-- Opening Marker --
PR #774, opened 2020-11-03
Add preAssignmentCleanup in Coordinator and extend assignment strategy

vmaheshw:
In StickyMulticastPartitionAssignmentStrategy, during assignment, if the partition count changes for a task A, the new task A' is created and the existing task A is added to the dependency list. The existing task A is removed from the assignment list. The coordinator then updates the assignment to the zookeeper, by first adding the new node A' followed by deleting the old node A, to avoid assignment loss. If the coordinator either gets interrupted, or hits OOM, or session expiry, before completing the assignment update, there is a possibility that the deletion of the existing task A did not succeed. This results in both the new task A' and old task A exist in the assignment list. The next leader has no clue that the old task A needs to be cleaned up and ends up reusing the old task A (which should never happen). This results in the old task A continue to hold the task lock and the new task A' wait for the old task A to release the lock, to acquire and start processing. So, the new task A' will never run. Now, suppose another assignment is performed, where the new task A' is going to get added to the dependency list of task A'', the task  A'' object creation will fail, as it checks that the dependency should already have the lock in the constructor of DatastreamTaskImpl. This check is important to avoid A' and A'' fight for the task lock at the same time.

Partition-Managed Kafka connector assignment is in two steps: a, assign the task b, assign the partition(which modifies the task as well).  Because of these 2 step process, it is not possible for the new leader to identify the tasks that need to be cleaned up. Also, the clean up of the old task should complete before the new assignment for 2 reasons:
a. to prevent the old task to continue running and fail the partition assignment repeatedly. (The only way to recover the setup in this case is to restart the datastreams)
b. Because old task has no dependency, if the old task moved to another instance, there is a possibility that task A' is able to acquire the lock and task A moving to another instance will also be able to acquire the task lock because it has no dependency. This will result in both task A and task A' running simultaneously, which will result in overlapping partition record processing.

To solve this problem, This PR is introducing preassignment cleanup which will allow the strategy to identify the stale tasks and allow the coordinator to clean them. This will be done only once when the node becomes leader for the first time.


datastream-server-api/src/main/java/com/linkedin/datastream/server/api/strategy/AssignmentStrategy.java
```diff
@@ -89,4 +90,16 @@
       Map<String, Set<String>> targetAssignment, DatastreamGroupPartitionsMetadata partitionsMetadata) {
     throw new NotImplementedException("movePartitions are not implemented");
   }
+
+  /**
+   * Validate the current assignment and return the list of DatastreamTask per instance to be cleaned up.
+   *
+   * @param datastreams all the datastreams for which the associated tasks to be validated
```
jzakaryan, line 97: Maybe "need to be validated"?

datastream-server/src/main/java/com/linkedin/datastream/server/CoordinatorConfig.java
```diff
@@ -59,6 +61,7 @@ public CoordinatorConfig(Properties config) {
     _defaultTransportProviderName = _properties.getString(CONFIG_DEFAULT_TRANSPORT_PROVIDER, "");
     _zkCleanUpOrphanConnectorTask = _properties.getBoolean(CONFIG_ZK_CLEANUP_ORPHAN_CONNECTOR_TASK, false);
     _zkCleanUpOrphanConnectorTaskLock = _properties.getBoolean(CONFIG_ZK_CLEANUP_ORPHAN_CONNECTOR_TASK_LOCK, false);
+    _performPreAssignmentCleanup = _properties.getBoolean(CONFIG_PERFORM_PRE_ASSIGNMENT_CLEANUP, true);
```
jzakaryan, line 64: Do you think we should turn on this feature by default without testing it in production?

datastream-server/src/main/java/com/linkedin/datastream/server/assignment/StickyPartitionAssignmentStrategy.java
```diff
@@ -268,6 +271,46 @@ public StickyPartitionAssignmentStrategy(Optional<Integer> maxTasks, Optional<In
     return newAssignment;
   }
 
+  /**
+   * This method checks the current assignment and returns the list of the task which are in the
```
jzakaryan, line 275: Nit: `list of tasks`

Also could be reworded to:

```
If a task is both in the dependency list as well as the current assignment list, it's possible that the previous leader went down before getting a chance to clean it up and update the zookeeper. This method identifies such tasks.
```

jzakaryan (changes requested):
Minor improvements to inline documentation.

datastream-server/src/test/java/com/linkedin/datastream/server/assignment/TestStickyPartitionAssignment.java
```diff
@@ -87,11 +86,24 @@ public void testAddPartitions() {
...
+
+    // Adding the dependency task as well in the assignment list to simulate the scenario where
+    // the dependency task nodes are not deleted and the leader gets interrupted, OOM or hit session expiry.
+    // The next leader should be able to identify and cleanup.
+    Map<String, Set<DatastreamTask>> finalAssignment = assignment;
+    newAssignment.forEach((instance, taskSet1) -> taskSet1.addAll(finalAssignment.get(instance)));
+
+    taskToCleanup = strategy.getTasksToCleanUp(datastreams, newAssignment);
+    Assert.assertEquals(taskToCleanup.size(), 1);
+    taskToCleanup.forEach((instance, taskList1) -> Assert.assertEquals(taskList1.size(), 3));
```
somandal, line 106: Should we also validate that the tasksToCleanup only contains the tasks we expect it to by matching task names?

datastream-server/src/main/java/com/linkedin/datastream/server/CoordinatorConfig.java
vmaheshw: From testing, you mean we should just identify and print them?

somandal: No, at least I meant, let's disable this by default, enable it through config when testing in cert, and once it looks good, add the config to enable it everywhere.

somandal (approved):
lgtm

jzakaryan (approved):

somandal (approved):

jzakaryan (approved):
-- Closing Marker --
— Problem —
Repeat the whole listing exactly, keeping every line intact.

— Finished task —
PR #774, opened 2020-11-03
Add preAssignmentCleanup in Coordinator and extend assignment strategy

vmaheshw:
In StickyMulticastPartitionAssignmentStrategy, during assignment, if the partition count changes for a task A, the new task A' is created and the existing task A is added to the dependency list. The existing task A is removed from the assignment list. The coordinator then updates the assignment to the zookeeper, by first adding the new node A' followed by deleting the old node A, to avoid assignment loss. If the coordinator either gets interrupted, or hits OOM, or session expiry, before completing the assignment update, there is a possibility that the deletion of the existing task A did not succeed. This results in both the new task A' and old task A exist in the assignment list. The next leader has no clue that the old task A needs to be cleaned up and ends up reusing the old task A (which should never happen). This results in the old task A continue to hold the task lock and the new task A' wait for the old task A to release the lock, to acquire and start processing. So, the new task A' will never run. Now, suppose another assignment is performed, where the new task A' is going to get added to the dependency list of task A'', the task  A'' object creation will fail, as it checks that the dependency should already have the lock in the constructor of DatastreamTaskImpl. This check is important to avoid A' and A'' fight for the task lock at the same time.

Partition-Managed Kafka connector assignment is in two steps: a, assign the task b, assign the partition(which modifies the task as well).  Because of these 2 step process, it is not possible for the new leader to identify the tasks that need to be cleaned up. Also, the clean up of the old task should complete before the new assignment for 2 reasons:
a. to prevent the old task to continue running and fail the partition assignment repeatedly. (The only way to recover the setup in this case is to restart the datastreams)
b. Because old task has no dependency, if the old task moved to another instance, there is a possibility that task A' is able to acquire the lock and task A moving to another instance will also be able to acquire the task lock because it has no dependency. This will result in both task A and task A' running simultaneously, which will result in overlapping partition record processing.

To solve this problem, This PR is introducing preassignment cleanup which will allow the strategy to identify the stale tasks and allow the coordinator to clean them. This will be done only once when the node becomes leader for the first time.


datastream-server-api/src/main/java/com/linkedin/datastream/server/api/strategy/AssignmentStrategy.java
```diff
@@ -89,4 +90,16 @@
       Map<String, Set<String>> targetAssignment, DatastreamGroupPartitionsMetadata partitionsMetadata) {
     throw new NotImplementedException("movePartitions are not implemented");
   }
+
+  /**
+   * Validate the current assignment and return the list of DatastreamTask per instance to be cleaned up.
+   *
+   * @param datastreams all the datastreams for which the associated tasks to be validated
```
jzakaryan, line 97: Maybe "need to be validated"?

datastream-server/src/main/java/com/linkedin/datastream/server/CoordinatorConfig.java
```diff
@@ -59,6 +61,7 @@ public CoordinatorConfig(Properties config) {
     _defaultTransportProviderName = _properties.getString(CONFIG_DEFAULT_TRANSPORT_PROVIDER, "");
     _zkCleanUpOrphanConnectorTask = _properties.getBoolean(CONFIG_ZK_CLEANUP_ORPHAN_CONNECTOR_TASK, false);
     _zkCleanUpOrphanConnectorTaskLock = _properties.getBoolean(CONFIG_ZK_CLEANUP_ORPHAN_CONNECTOR_TASK_LOCK, false);
+    _performPreAssignmentCleanup = _properties.getBoolean(CONFIG_PERFORM_PRE_ASSIGNMENT_CLEANUP, true);
```
jzakaryan, line 64: Do you think we should turn on this feature by default without testing it in production?

datastream-server/src/main/java/com/linkedin/datastream/server/assignment/StickyPartitionAssignmentStrategy.java
```diff
@@ -268,6 +271,46 @@ public StickyPartitionAssignmentStrategy(Optional<Integer> maxTasks, Optional<In
     return newAssignment;
   }
 
+  /**
+   * This method checks the current assignment and returns the list of the task which are in the
```
jzakaryan, line 275: Nit: `list of tasks`

Also could be reworded to:

```
If a task is both in the dependency list as well as the current assignment list, it's possible that the previous leader went down before getting a chance to clean it up and update the zookeeper. This method identifies such tasks.
```

jzakaryan (changes requested):
Minor improvements to inline documentation.

datastream-server/src/test/java/com/linkedin/datastream/server/assignment/TestStickyPartitionAssignment.java
```diff
@@ -87,11 +86,24 @@ public void testAddPartitions() {
...
+
+    // Adding the dependency task as well in the assignment list to simulate the scenario where
+    // the dependency task nodes are not deleted and the leader gets interrupted, OOM or hit session expiry.
+    // The next leader should be able to identify and cleanup.
+    Map<String, Set<DatastreamTask>> finalAssignment = assignment;
+    newAssignment.forEach((instance, taskSet1) -> taskSet1.addAll(finalAssignment.get(instance)));
+
+    taskToCleanup = strategy.getTasksToCleanUp(datastreams, newAssignment);
+    Assert.assertEquals(taskToCleanup.size(), 1);
+    taskToCleanup.forEach((instance, taskList1) -> Assert.assertEquals(taskList1.size(), 3));
```
somandal, line 106: Should we also validate that the tasksToCleanup only contains the tasks we expect it to by matching task names?

datastream-server/src/main/java/com/linkedin/datastream/server/CoordinatorConfig.java
vmaheshw: From testing, you mean we should just identify and print them?

somandal: No, at least I meant, let's disable this by default, enable it through config when testing in cert, and once it looks good, add the config to enable it everywhere.

somandal (approved):
lgtm

jzakaryan (approved):

somandal (approved):

jzakaryan (approved):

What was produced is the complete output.